(Saved data entries)
======

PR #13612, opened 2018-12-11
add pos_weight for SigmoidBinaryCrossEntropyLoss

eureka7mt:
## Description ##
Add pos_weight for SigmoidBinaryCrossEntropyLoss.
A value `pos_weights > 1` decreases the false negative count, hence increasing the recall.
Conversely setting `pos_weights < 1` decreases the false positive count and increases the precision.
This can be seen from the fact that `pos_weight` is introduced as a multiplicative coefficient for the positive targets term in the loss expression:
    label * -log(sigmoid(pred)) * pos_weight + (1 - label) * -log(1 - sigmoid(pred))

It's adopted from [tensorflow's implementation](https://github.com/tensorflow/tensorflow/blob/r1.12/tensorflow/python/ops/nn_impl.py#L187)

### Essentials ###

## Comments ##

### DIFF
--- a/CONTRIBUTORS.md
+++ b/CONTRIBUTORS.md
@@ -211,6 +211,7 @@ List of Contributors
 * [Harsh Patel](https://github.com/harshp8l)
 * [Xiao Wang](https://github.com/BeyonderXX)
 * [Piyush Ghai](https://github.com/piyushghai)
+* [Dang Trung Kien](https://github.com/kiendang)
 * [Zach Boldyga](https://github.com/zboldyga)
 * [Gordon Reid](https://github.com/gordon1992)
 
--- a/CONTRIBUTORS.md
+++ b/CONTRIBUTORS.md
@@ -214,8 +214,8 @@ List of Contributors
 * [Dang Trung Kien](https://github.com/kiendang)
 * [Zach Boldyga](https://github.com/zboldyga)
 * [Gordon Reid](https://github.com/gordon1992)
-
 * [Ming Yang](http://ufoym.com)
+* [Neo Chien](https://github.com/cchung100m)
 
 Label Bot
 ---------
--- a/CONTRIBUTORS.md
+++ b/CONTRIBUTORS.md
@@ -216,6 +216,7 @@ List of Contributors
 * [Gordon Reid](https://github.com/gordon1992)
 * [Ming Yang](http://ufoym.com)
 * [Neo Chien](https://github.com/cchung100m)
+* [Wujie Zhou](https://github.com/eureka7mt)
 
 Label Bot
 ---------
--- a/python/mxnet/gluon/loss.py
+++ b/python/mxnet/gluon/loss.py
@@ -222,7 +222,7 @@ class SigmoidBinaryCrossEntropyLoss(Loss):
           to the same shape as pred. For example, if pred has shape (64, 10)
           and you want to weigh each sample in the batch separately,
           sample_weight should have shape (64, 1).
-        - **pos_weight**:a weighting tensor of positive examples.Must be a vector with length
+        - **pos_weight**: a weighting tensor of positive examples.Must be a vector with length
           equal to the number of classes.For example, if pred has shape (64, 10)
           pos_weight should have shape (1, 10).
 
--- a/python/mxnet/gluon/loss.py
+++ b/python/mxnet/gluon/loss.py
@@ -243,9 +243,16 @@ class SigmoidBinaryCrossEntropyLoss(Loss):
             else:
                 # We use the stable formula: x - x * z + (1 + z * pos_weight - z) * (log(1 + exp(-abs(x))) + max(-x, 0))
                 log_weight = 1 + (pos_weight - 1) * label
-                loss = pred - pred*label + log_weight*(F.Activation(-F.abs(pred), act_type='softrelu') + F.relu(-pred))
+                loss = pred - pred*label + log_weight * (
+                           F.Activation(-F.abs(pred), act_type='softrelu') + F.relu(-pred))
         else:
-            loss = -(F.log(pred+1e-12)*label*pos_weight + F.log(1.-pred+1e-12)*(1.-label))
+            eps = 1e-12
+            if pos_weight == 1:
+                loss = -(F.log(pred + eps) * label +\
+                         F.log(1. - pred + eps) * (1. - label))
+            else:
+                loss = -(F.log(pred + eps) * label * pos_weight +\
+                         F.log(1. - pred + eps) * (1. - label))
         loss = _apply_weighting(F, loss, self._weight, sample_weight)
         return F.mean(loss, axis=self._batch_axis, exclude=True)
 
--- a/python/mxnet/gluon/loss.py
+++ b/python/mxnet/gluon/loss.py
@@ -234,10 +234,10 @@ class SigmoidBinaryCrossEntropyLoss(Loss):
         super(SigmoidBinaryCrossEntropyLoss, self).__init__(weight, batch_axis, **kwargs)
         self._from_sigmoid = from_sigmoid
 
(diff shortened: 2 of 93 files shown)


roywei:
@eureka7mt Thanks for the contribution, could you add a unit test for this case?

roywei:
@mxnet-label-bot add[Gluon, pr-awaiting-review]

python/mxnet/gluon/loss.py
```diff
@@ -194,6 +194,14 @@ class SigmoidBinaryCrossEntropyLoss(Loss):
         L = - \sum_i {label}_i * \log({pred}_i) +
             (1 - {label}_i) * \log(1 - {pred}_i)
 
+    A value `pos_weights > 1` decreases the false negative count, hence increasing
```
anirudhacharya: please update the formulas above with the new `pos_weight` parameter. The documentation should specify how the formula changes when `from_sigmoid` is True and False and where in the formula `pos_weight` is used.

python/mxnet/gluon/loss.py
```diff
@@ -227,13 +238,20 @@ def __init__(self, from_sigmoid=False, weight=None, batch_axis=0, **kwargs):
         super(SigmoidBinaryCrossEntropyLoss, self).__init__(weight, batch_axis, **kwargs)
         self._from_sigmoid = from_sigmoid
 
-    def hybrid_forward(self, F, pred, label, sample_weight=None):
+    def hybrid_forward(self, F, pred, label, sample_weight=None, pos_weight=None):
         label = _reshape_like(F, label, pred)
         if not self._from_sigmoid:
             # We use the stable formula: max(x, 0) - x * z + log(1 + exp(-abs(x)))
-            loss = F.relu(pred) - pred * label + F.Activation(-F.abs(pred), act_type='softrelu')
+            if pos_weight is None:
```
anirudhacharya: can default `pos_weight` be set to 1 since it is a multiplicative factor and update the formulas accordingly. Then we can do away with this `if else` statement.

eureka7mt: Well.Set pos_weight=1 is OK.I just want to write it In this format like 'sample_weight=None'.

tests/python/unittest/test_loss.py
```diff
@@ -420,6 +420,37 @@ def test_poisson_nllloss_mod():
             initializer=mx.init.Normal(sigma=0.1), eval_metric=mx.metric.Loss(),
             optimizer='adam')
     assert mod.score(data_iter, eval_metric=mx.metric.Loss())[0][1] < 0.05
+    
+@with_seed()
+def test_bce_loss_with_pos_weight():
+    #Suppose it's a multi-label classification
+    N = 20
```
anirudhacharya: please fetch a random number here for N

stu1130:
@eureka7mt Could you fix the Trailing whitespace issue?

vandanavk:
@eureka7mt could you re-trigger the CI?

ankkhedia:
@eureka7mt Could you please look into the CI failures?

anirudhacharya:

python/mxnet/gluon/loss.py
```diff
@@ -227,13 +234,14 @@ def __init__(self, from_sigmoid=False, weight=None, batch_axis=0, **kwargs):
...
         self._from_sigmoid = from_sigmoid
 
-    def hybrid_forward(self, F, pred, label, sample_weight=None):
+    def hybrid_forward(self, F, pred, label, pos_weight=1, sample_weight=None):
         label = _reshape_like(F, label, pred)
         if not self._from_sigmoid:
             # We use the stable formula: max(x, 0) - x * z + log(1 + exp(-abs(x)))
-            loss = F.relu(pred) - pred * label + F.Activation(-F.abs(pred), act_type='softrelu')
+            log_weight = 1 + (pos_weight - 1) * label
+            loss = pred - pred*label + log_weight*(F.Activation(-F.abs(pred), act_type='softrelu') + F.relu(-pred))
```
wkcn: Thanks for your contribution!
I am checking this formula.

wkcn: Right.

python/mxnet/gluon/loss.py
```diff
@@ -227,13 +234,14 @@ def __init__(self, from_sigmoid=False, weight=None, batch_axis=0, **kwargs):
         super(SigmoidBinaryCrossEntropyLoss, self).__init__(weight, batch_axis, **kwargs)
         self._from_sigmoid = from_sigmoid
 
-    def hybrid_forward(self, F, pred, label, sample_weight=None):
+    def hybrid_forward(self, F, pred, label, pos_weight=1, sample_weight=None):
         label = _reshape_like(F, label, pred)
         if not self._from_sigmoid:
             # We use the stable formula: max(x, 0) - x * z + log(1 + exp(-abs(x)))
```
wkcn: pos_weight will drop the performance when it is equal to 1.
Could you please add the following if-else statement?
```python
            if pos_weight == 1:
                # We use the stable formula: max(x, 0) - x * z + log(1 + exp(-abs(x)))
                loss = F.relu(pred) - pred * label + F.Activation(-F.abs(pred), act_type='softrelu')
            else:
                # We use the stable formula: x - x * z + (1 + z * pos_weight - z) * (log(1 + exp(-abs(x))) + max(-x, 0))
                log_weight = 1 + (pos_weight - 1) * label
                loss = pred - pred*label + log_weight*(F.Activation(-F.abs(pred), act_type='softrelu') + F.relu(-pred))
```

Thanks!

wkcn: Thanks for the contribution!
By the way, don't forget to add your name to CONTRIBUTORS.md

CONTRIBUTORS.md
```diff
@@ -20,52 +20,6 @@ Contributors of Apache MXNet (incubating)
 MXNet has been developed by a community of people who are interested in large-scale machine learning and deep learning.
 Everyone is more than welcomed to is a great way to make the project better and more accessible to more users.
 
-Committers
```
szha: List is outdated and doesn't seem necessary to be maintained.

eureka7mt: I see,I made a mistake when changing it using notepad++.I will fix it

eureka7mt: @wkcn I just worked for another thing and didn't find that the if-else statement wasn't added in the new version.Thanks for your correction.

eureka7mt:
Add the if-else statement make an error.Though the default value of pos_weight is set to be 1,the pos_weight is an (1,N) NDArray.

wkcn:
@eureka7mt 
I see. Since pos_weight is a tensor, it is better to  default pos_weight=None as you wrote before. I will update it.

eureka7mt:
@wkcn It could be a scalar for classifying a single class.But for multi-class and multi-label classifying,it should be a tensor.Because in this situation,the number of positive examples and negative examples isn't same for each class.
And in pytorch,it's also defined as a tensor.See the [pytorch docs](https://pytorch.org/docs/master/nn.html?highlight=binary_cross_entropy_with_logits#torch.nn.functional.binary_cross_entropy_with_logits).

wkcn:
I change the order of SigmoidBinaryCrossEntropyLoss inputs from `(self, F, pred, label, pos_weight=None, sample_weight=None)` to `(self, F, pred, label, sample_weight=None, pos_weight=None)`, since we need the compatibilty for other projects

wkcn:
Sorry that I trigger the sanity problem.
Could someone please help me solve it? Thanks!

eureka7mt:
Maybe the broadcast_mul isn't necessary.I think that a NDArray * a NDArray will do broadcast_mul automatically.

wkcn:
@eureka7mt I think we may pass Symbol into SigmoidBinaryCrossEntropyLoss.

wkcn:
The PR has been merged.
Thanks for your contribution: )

======

- [Exercise objective] What you write must be the entries restated word for word, from the opening line through the one holding "This can be", with nothing else.

- [Solution for this problem]
PR #13612, opened 2018-12-11
add pos_weight for SigmoidBinaryCrossEntropyLoss

eureka7mt:
## Description ##
Add pos_weight for SigmoidBinaryCrossEntropyLoss.
A value `pos_weights > 1` decreases the false negative count, hence increasing the recall.
Conversely setting `pos_weights < 1` decreases the false positive count and increases the precision.
This can be seen from the fact that `pos_weight` is introduced as a multiplicative coefficient for the positive targets term in the loss expression:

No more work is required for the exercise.